For large genomes (bacteria, eukaryotes) using a low -c value is prohibitively expensive. For a virus, though, not so much!

Using the new -c flag:

skani dist -c 20 data/hadv_a/ncbi_dataset/data/GCA_000846805.1/GCA_000846805.1_ViralProj14517_genomic.fna data/hadv_a/ncbi_dataset/data/GCA_006415435.1/GCA_006415435.1_ASM641543v1_genomic.fna | cut -f3-

We get:

Align_fraction_ref Align_fraction_query Ref_name Query_name
98.73 99.71 hadv_a hadv_a

This is what we'd expect from two organisms supposedly closely related (same species).

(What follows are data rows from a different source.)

PR #799, opened 2024-01-06
[editor] ErrorBoundary Renderer for PromptInput

rholinshead:
[editor] ErrorBoundary Renderer for PromptInput

# [editor] ErrorBoundary Renderer for PromptInput

With the ability to set arbitrary JSON for the prompt input, if we have a PromptSchema which states what the input should look like, we should be able to do some basic validation that the input at least matches the general type (for now, compare 'string' PromptInput vs object -- in the future, we could do some basic validation against the schema).

If there is any error with rendering the schema-based rendering for the input, we can use ErrorBoundary to fallback to an error message informing the user that the format is invalid and to toggle to JSON editor to fix.

Screenshot 2024-01-05 at 11 01 07 PM

Toggling to the JSON editor will clear the error state and try to render the correct Schema renderer when toggling back.

Note that in dev mode, these errors are still propagated to a top-level error screen which you can dismiss to show the fallback. In prod, that won't happen and will just show the fallback and an error in the console.

We will do the same for the SettingsRenderer in a subsequent PR

## Testing:
- Updated `OpenAIChatModelParserPromptSchema` input to match that of `OpenAIChatVisionModelParserPromptSchema` while the input is still string. See the error fallback
- Toggle to JSON editor and back, ensure error fallback still shows
- Toggle to JSON editor and update to valid input
```
{
        "attachments": [
          {
            "data": "https://s3.amazonaws.com/files.uploads.lastmileai.com/uploads/cldxsqbel0000qs8owp8mkd0z/2023_12_1_21_23_24/942/Screenshot 2023-11-28 at 11.11.25 AM.png",
            "mime_type": "image/png"
          },
          {
            "data": "https://s3.amazonaws.com/files.uploads.lastmileai.com/uploads/cldxsqbel0000qs8owp8mkd0z/2023_12_1_21_23_24/8325/Screenshot 2023-11-28 at 1.51.52 PM.png",
            "mime_type": "image/png"
          }
        ],
        "data": "What do these images show?"
      }
```
and see proper schema rendering

https://github.com/lastmile-ai/aiconfig/assets/5060851/1343a201-e5eb-46a0-a7f5-a4bdb228d120

---
Stack created with [Sapling](https://sapling-scm.com). Best reviewed with [ReviewStack](https://reviewstack.dev/lastmile-ai/aiconfig/pull/799).
* #803
* #802
* #801
* #800
* __->__ #799

### DIFF
--- a/python/src/aiconfig/editor/client/src/components/prompt/prompt_input/PromptInputRenderer.tsx
+++ b/python/src/aiconfig/editor/client/src/components/prompt/prompt_input/PromptInputRenderer.tsx
@@ -3,9 +3,12 @@ import { memo, useState } from "react";
 import { PromptInputSchema } from "../../../utils/promptUtils";
 import PromptInputSchemaRenderer from "./schema_renderer/PromptInputSchemaRenderer";
 import PromptInputConfigRenderer from "./PromptInputConfigRenderer";
-import { ActionIcon, Flex, Tooltip } from "@mantine/core";
-import { IconBraces, IconBracesOff } from "@tabler/icons-react";
+import { Flex } from "@mantine/core";
 import PromptInputJSONRenderer from "./PromptInputJSONRenderer";
+import { ErrorBoundary, useErrorBoundary } from "react-error-boundary";
+import { Text } from "@mantine/core";
+import JSONRenderer from "../../JSONRenderer";
+import JSONEditorToggleButton from "../../JSONEditorToggleButton";
 
 type Props = {
   input: PromptInput;
@@ -13,17 +16,50 @@ type Props = {
   onChangeInput: (value: PromptInput) => void;
 };
 
+type ErrorFallbackProps = {
+  input: PromptInput;
+  toggleJSONEditor: () => void;
+};
+
+function InputErrorFallback({ input, toggleJSONEditor }: ErrorFallbackProps) {
+  const { resetBoundary: clearRenderError } = useErrorBoundary();
+  return (
+    <Flex direction="column">
+      <Text color="red" size="sm">
+        Invalid input format for model. Toggle JSON editor to update
+      </Text>
+      <JSONRenderer content={input} />
+      <Flex justify="flex-end">
+        <JSONEditorToggleButton
+          isRawJSON={false}
+          setIsRawJSON={() => {
+            clearRenderError();
+            toggleJSONEditor();
+          }}
+        />
+      </Flex>
+    </Flex>
+  );
+}
+
 export default memo(function PromptInputRenderer({
   input,
   schema,
   onChangeInput,
 }: Props) {
   const [isRawJSON, setIsRawJSON] = useState(false);
-  return (
+  const rawJSONToggleButton = (
+    <Flex justify="flex-end">
+      <JSONEditorToggleButton
+        isRawJSON={isRawJSON}
+        setIsRawJSON={setIsRawJSON}
+      />
+    </Flex>
+  );
+
+  const nonJSONRenderer = (
     <>
-      {isRawJSON ? (
-        <PromptInputJSONRenderer input={input} onChangeInput={onChangeInput} />
-      ) : schema ? (
+      {schema ? (
         <PromptInputSchemaRenderer
           input={input}
           schema={schema}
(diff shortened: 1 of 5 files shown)


python/src/aiconfig/editor/client/src/components/prompt/prompt_input/PromptInputRenderer.tsx
```diff
@@ -3,49 +3,95 @@ import { memo, useState } from "react";
...
   onChangeInput: (value: PromptInput) => void;
 };
 
+type ErrorFallbackProps = {
+  input: PromptInput;
+  toggleJSONEditor: () => void;
+};
+
+function InputErrorFallback({ input, toggleJSONEditor }: ErrorFallbackProps) {
+  const { resetBoundary: clearRenderError } = useErrorBoundary();
```
rossdanlm, line 25: Does this mean it only will process the code below if there's an error present?

python/src/aiconfig/editor/client/src/components/prompt/prompt_input/PromptInputRenderer.tsx
```diff
@@ -3,49 +3,95 @@ import { memo, useState } from "react";
...
-      <Flex justify="flex-end">
-        <Tooltip label="Toggle JSON editor" withArrow>
-          <ActionIcon onClick={() => setIsRawJSON((curr) => !curr)}>
-            {isRawJSON ? (
-              <IconBracesOff size="1rem" />
+        <ErrorBoundary
+          fallbackRender={() => (
+            <InputErrorFallback
+              input={input}
+              toggleJSONEditor={() => setIsRawJSON(true)}
```
rossdanlm, line 74: This is confusing because it only gets called during the `setIsRawJSON` prop in lines 35-27, but we're immediately setting this back to true?

Can we rename this to make ti more intuitive, or leave a comment in code explaining what's happening

python/src/aiconfig/editor/client/src/components/prompt/prompt_input/PromptInputRenderer.tsx
```diff
@@ -3,49 +3,95 @@ import { memo, useState } from "react";
...
+              <PromptInputConfigRenderer
+                input={input}
+                onChangeInput={onChangeInput}
+              />
             )}
-          </ActionIcon>
-        </Tooltip>
-      </Flex>
+            {rawJSONToggleButton}
+          </>
```
rossdanlm, line 92: Nit: lots of nested ternary expressions. Could we move this into it's own helper component like `<PromptInputRendererForNonJson>` or something?

python/src/aiconfig/editor/client/src/components/prompt/prompt_input/PromptInputRenderer.tsx
rossdanlm: It's implicitly assuming that the current state of `isRawJson` is false due to check on L61. Let's either 

1. Add a comment why we're setting this to `true` so it's obvious
2. Pass in `!isRawJSON` instead (though I guess this might become weird if code gets rearranged and we're already somehow in raw json format and asking user to switch to raw json). Maybe we should do an `assert` statement here between L71 and 72 to ensure that `isRawJson is false` before proceeding?

rossdanlm (approved):
Cool, learned about `react-error-boundary` today: https://github.com/bvaughn/react-error-boundary

python/src/aiconfig/editor/client/src/components/prompt/prompt_input/PromptInputRenderer.tsx
rholinshead: We do use it -- this just renames it to `clearRenderError` since I found `resetBoundary` to be a bit unclear

python/src/aiconfig/editor/client/src/components/prompt/prompt_input/PromptInputRenderer.tsx
rholinshead: I'll leave a comment in the code.

> This is confusing because it only gets called during the setIsRawJSON prop in lines 35-27, but we're immediately setting this back to true?
It's only ever rendered if the toggle is not showing raw JSON already (and there's a render error), so we explicitly want the fallback toggle to only be able to toggle to showing the raw JSON editor.

rholinshead:
Changes from review: added comment, pulled non-JSON renderer to a const for clarity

How about the same comparison, but for the other types of Adenovirus?

#! /usr/bin/zsh

function average_ani {
        awk '{ sum1 += $3; sum2 += $4; count++ } 
        END { 
        if (count > 0) 
                print sum1 / count, sum2 / count 
        }'
}

for g in {a,b,c,d,e,f,g}; do
        files=("data/hadv_$g"/**/*.fna)

        # read ani1 ani2 < <(skani dist --small-genomes "${files[@]}" | average_ani)
        read ani1 ani2 < <(skani dist -c 20 "${files[@]}" | average_ani)
        echo "Adenovirus $g ANI / AF: $ani1, $ani2"
done

Mostly what you'd expect:

Adenovirus Type ANI (%) AF (%)
A 88.79 92.06
B 89.36 91.82
C 96.89 94.78
D 96.18 98.84
E 94.11 95.38
F 89.54 89.41
G 90.39 90.03

Adenovirus F vs Others

Now we can do the same thing, but see how Adenovirus F compares to the rest, one by one, using -q (query) and -r (reference):

#!/usr/bin/zsh
function average_ani {
        awk '{ sum1 += $3; sum2 += $4; count++ } 
        END { 
        if (count > 0) 
                print sum1 / count, sum2 / count 
        }'
}

target="f"
cousins=(a b c d e f g)

echo "Comparing Adenovirus $target to its cousins..."

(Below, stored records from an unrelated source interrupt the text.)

PR #800, opened 2024-01-06
[editor] ErrorBoundary Renderer for ModelSettings

rholinshead:
[editor] ErrorBoundary Renderer for ModelSettings

# [editor] ErrorBoundary Renderer for ModelSettings

With the ability to set arbitrary JSON for the model settings, if we have a PromptSchema which states what the setting types should be, the settings renderer will assume those types match the config settings JSON. If the JSON doesn't actually match the schema types, it's possible for the settings renderer to throw an error. If that happens, we can use an ErrorBoundary to fallback to an error message informing the user that the format is invalid and to toggle the JSON editor to fix.

Screenshot 2024-01-06 at 3 56 50 PM

Toggling to the JSON editor will clear the error state and try to render the correct Schema renderer when toggling back.

Note that in dev mode, these errors are still propagated to a top-level error screen which you can dismiss to show the fallback. In prod, that won't happen and will just show the fallback and an error in the console.

## Testing:
- Use JSON editor for model settings to set frequency_penalty to a string; expected value is a number so the settings renderer will error. See the error fallback
- Toggle to JSON editor and back, ensure error fallback still shows
- Toggle to JSON editor and update to valid settings and then toggle back to see proper schema rendering

https://github.com/lastmile-ai/aiconfig/assets/5060851/060ddb20-129d-450e-97ab-cf2939269f90

---
Stack created with [Sapling](https://sapling-scm.com). Best reviewed with [ReviewStack](https://reviewstack.dev/lastmile-ai/aiconfig/pull/800).
* #803
* #802
* #801
* __->__ #800
* #799

### DIFF
--- a/python/src/aiconfig/editor/client/src/components/prompt/model_settings/ModelSettingsRenderer.tsx
+++ b/python/src/aiconfig/editor/client/src/components/prompt/model_settings/ModelSettingsRenderer.tsx
@@ -1,10 +1,11 @@
 import ModelSettingsSchemaRenderer from "./ModelSettingsSchemaRenderer";
 import { GenericPropertiesSchema } from "../../../utils/promptUtils";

for cousin in "${cousins[@]}"; do
    files_target=("data/hadv_$target"/**/*.fna)
    files_cousin=("data/hadv_$cousin"/**/*.fna)
    # NOTE we use -c 20
    read ani1 ani2 < <(skani dist -q "${files_target[@]}" -r "${files_cousin[@]}" -c 20 | average_ani)
    echo "ANI between Adenovirus $target and $cousin: $ani1, $ani2"
done

We get:

Comparing Adenovirus f to its cousins...

Comparison ANI (%) Secondary Value
Adenovirus F vs A 46.2533 10.14
Adenovirus F vs B 68.8725 16.7455
Adenovirus F vs C 0 0
Adenovirus F vs D 76.6281 19.3789
Adenovirus F vs E 74.2882 20.9326
Adenovirus F vs F 98.3608 98.6093
Adenovirus F vs G 76.4716 24.8242

There are some variants that are closer to Adenovirus F, such as D, E and G, in terms of ANI. The AF is very far apart. I'm interested in identifying in metagenomic data, though, so the ANI is probably the more important metric to focus on. Ideally, we want to find some unique loci that are only found in Adenovirus F, and no other Adenoviruses, and ideally, no other organisms.

Adenovirus F is quite distinct from the other adenovirus species. We should be able to find some way to identify it uniquely within some genomic data.